I'll post the example that I was thinking about. It doesn't use a slur but it's the same mechanism.

My cat is odd. He whimpers for food when we're dining, chases and fetches toys, and when the doorbell rings he runs to the door, meowing nonstop. It's like I got a really weird, meowing dog instead. My sister even walks this weird dog on a leash once in a while.

In that utterance the word "dog" is not being associated with 🐶, but to an odd example of 🐱, as the meaning of the word has been negotiated through the utterance. It's the same deal with slurs: it's possible to cancel their value as a slur in a certain utterance, depending on the rest of the utterance and external context. Black English speakers often do this with the "n" word* (used to convey "mate, bro, kin" among them), and slur reclamation is basically this on a higher level.

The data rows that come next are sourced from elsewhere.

PR #4553, opened 2025-02-03
feat(frontend): use SPL custom tokens from backend instead of the cached ones

AntonioVentilii:
# Motivation

We can switch to using the SPL custom tokens loaded from the backend instead of using the browser-cached one. However we keep loading them to save them with the temporary solution provided in https://github.com/dfinity/oisy-wallet/pull/4545

# Changes

- Loop through `splCustomTokens` loaded from backed.
- Split them into existing tokens (the ones hard-coded in our codebase) and non-existing one (the ones that the user add manually).
- Refresh the metadata of the second group, for insurance.

# Tests

Current tests are sufficient, but we will provide a more comprehensive one, once removed the temporary solution.

### DIFF
--- a/src/frontend/src/sol/services/spl.services.ts
+++ b/src/frontend/src/sol/services/spl.services.ts
@@ -1,5 +1,6 @@
 import type { CustomToken } from '$declarations/backend/backend.did';
-import { SOLANA_MAINNET_NETWORK } from '$env/networks/networks.sol.env';
+import { SOLANA_DEVNET_NETWORK, SOLANA_MAINNET_NETWORK } from '$env/networks/networks.sol.env';
+import { SOLANA_DEFAULT_DECIMALS } from '$env/tokens/tokens.sol.env';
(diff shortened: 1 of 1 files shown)


src/frontend/src/sol/services/spl.services.ts
```diff
@@ -155,32 +156,61 @@ export const loadUserTokens = async ({
...
+				const version = fromNullable(versionNullable);
+
+				const {
+					network: tokenNetwork,
+					symbol,
+					decimals,
+					token_address: tokenAddress
+				} = 'SplDevnet' in token
+					? { ...token.SplDevnet, network: SOLANA_DEVNET_NETWORK }
+					: { ...token.SplMainnet, network: SOLANA_MAINNET_NETWORK };
```
bitdivine, line 178: Do you want some kind of fail-safe, in case this is missed when more Spl networks are added?

bitdivine (approved):

PR #4559, opened 2025-02-03
feat(frontend): fetch metadata for SPL devnet/testnet tokens too

AntonioVentilii:
# Motivation

We will fetch SPL token data for Solana devnet and testnet tokens too.


DenysKarmazynDFINITY (approved):
LGTM, thanks

PR #4560, opened 2025-02-03
refactor(frontend): keep caching only SPL mainnet tokens

AntonioVentilii:
# Motivation

Just to have a clean and smooth cache, we will be saving in the browser cache only SPL mainnet tokens, since the devnet and the testnet are not really relevant for the user experience, so they can be "lost" in the token list when the new version is released.


DenysKarmazynDFINITY (approved):
👍

PR #4565, opened 2025-02-04
feat(frontend): create Solana transaction mapper for parsed instructions

AntonioVentilii:
# Motivation

We are receiving parsed instructions from Solana RPC (as much as it is possible). So it makes sense that we start mapping them.

NOTE: if we cannot correctly map it, we will return undefined, since it is a transaction that we are not interested in showing.

# Changes

- Create mapper for System program instructions: this is just the `transfer` instruction, pretty simple.
- Create mapper for Token program Instructions: this requires a call to the RPC to identify what is the wallet address owner of the ATA in the `source` and in the `destination`, and the token address.
- Create mapper for ATA program instruction: this is only for the creation of ATA, and it requires a mapper inside the inner instructions, to identify both the payer and the fee paid.
- Merge all mappers into one.

# Tests

Added tests.


src/frontend/src/sol/utils/sol-instructions.utils.ts
```diff
@@ -66,8 +73,173 @@ import {
...
+				data: {
+					parsed: { info: destinationAccoutInfo }
+				}
+			} = destinationResult;
+
+			const { owner: to } = destinationAccoutInfo as {
+				owner: SolAddress;
+			};
+
+			return { value: BigInt(value), from, to, tokenAddress };
```
DenysKarmazynDFINITY, line 160: Will `value` always be a stringified integer? Asking because of the potential non-integer conversion error if it can be a float.

DenysKarmazynDFINITY (approved):

src/frontend/src/sol/utils/sol-instructions.utils.ts
AntonioVentilii: for this specific transaction type that is what it is provided: a stringified integer referring to the minimal unit of the token. I tested with a transaction of 1.23456 JUP and it came back as string integer indeed.

DenysKarmazynDFINITY: cool, thanks for the explanation!

PR #4566, opened 2025-02-04
refactor(frontend): use Solana signature to hash a transaction

AntonioVentilii:
# Motivation

A Solana signature can be associated to a number of transactions. So, we will change the ID of the transaction objects that we use in OISY. But before that, we need to provide the signature to all the Solana transactions, so that we can open correctly the explorer.

# Changes

- Add `signature` prop to `SolRpcTransaction` type.
- Provide the prop when the transaction is built.
- Adapt the usages.

# Tests

No changes in the replica and the current tests are sufficient.

Screenshot 2025-02-04 at 10 52 25


DenysKarmazynDFINITY (approved):
LGTM, thanks

PR #4570, opened 2025-02-04
refactor(frontend): set absolute amount for Solana transaction

AntonioVentilii:
# Motivation

To be consistent with the other networks, we save the amount of a Solana transaction in absolute value and we put the sign ONLY when showing it in the transaction list.


DenysKarmazynDFINITY (approved):
LGTM, thanks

*another IMO legitimate situation is metalinguistic - using the word to refer to the word itself. I'm not using it here but I don't see a problem with it.

[–] [email protected] 0 points 1 year ago

I don't care much about any of these technical intricacies regarding word matching. I want Lemmy to be a human institution, which means no bots editing people's posts beyond possible spam control. If there is a serious trolling problem featuring specific keywords in a community, I'm fine with a moderator manually kicking off some automatic action to remove a bunch of posts at the same time. But we don't need robot nannies surveilling and messing with all of our posts.